PROBLEM DETAILS -
In the records below, count every line that contains the word "more" and report only the total.

LISTED ENTRIES -

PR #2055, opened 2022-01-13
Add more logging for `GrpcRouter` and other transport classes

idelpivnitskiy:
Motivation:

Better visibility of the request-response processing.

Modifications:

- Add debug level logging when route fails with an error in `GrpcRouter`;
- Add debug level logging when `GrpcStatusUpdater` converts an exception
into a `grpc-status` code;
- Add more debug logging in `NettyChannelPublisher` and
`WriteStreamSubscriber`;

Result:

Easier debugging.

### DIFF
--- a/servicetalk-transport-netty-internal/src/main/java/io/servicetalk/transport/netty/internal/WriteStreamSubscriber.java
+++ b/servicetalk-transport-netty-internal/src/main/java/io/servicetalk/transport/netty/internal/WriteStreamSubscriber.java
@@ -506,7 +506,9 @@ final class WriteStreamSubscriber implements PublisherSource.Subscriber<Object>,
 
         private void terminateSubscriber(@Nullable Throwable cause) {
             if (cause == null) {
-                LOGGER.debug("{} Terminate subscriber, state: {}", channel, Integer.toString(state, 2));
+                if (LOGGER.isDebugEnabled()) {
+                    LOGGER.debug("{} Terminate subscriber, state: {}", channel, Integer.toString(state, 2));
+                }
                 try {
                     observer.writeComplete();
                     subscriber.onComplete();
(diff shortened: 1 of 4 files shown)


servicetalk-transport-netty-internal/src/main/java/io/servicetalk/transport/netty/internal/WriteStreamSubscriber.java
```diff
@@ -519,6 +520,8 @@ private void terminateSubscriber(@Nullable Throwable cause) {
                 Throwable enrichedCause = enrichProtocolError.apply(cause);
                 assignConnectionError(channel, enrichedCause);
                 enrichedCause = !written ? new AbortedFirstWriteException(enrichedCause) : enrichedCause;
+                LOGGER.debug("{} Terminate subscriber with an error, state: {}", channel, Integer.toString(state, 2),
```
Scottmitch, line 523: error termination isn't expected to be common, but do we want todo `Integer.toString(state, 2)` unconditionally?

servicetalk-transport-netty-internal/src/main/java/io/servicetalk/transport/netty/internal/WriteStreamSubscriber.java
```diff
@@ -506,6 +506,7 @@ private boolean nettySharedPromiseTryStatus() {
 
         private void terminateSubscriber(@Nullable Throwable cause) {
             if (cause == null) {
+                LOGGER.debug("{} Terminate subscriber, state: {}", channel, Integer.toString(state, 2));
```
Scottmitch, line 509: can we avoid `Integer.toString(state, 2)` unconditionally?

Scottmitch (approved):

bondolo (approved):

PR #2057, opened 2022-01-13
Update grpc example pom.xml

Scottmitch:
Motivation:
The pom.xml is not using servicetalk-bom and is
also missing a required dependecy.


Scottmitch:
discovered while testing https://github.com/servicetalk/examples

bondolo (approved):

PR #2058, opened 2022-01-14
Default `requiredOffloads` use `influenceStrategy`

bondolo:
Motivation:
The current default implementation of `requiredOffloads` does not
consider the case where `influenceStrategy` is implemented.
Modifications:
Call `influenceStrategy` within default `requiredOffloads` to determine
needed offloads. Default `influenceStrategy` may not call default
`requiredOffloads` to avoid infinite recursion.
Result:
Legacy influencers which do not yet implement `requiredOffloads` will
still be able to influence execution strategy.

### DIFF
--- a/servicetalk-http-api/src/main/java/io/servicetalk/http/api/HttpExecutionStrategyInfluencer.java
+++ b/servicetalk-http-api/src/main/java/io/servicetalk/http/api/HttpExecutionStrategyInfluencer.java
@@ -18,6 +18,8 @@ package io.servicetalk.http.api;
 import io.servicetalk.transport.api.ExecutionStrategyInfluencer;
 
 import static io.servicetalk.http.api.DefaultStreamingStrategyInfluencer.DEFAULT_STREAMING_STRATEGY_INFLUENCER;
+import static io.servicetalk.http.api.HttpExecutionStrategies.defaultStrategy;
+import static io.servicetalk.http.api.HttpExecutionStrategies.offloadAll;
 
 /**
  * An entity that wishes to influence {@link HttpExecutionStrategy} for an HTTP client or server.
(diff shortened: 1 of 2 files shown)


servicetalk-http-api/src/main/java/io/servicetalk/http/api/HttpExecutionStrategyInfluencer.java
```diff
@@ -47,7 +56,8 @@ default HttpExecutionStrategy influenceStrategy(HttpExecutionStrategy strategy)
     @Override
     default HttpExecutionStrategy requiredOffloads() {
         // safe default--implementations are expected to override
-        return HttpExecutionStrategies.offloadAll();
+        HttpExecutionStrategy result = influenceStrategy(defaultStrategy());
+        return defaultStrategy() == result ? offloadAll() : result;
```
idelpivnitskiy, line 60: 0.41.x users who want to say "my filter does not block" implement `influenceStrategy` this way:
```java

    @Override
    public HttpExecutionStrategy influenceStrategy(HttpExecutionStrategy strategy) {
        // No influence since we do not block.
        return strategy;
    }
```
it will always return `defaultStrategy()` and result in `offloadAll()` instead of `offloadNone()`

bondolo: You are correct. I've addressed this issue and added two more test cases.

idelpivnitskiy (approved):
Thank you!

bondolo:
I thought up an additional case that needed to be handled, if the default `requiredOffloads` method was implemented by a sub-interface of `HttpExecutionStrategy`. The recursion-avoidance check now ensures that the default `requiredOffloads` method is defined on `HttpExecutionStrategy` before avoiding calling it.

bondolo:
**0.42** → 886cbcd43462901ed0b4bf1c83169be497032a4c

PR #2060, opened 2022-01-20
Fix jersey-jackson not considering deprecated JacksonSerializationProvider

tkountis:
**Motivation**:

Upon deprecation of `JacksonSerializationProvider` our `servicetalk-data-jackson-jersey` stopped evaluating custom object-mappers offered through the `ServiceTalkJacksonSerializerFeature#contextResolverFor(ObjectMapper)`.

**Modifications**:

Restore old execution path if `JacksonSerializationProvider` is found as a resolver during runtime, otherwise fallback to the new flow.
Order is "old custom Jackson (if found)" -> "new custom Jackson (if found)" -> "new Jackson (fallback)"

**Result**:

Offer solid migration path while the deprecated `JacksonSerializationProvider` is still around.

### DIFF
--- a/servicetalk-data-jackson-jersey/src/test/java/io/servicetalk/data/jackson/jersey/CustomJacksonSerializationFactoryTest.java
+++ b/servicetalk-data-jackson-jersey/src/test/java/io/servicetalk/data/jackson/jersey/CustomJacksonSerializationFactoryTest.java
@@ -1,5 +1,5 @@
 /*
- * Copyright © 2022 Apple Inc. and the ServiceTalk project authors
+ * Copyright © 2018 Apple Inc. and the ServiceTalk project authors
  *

RESULT OF THIS EXERCISE -
3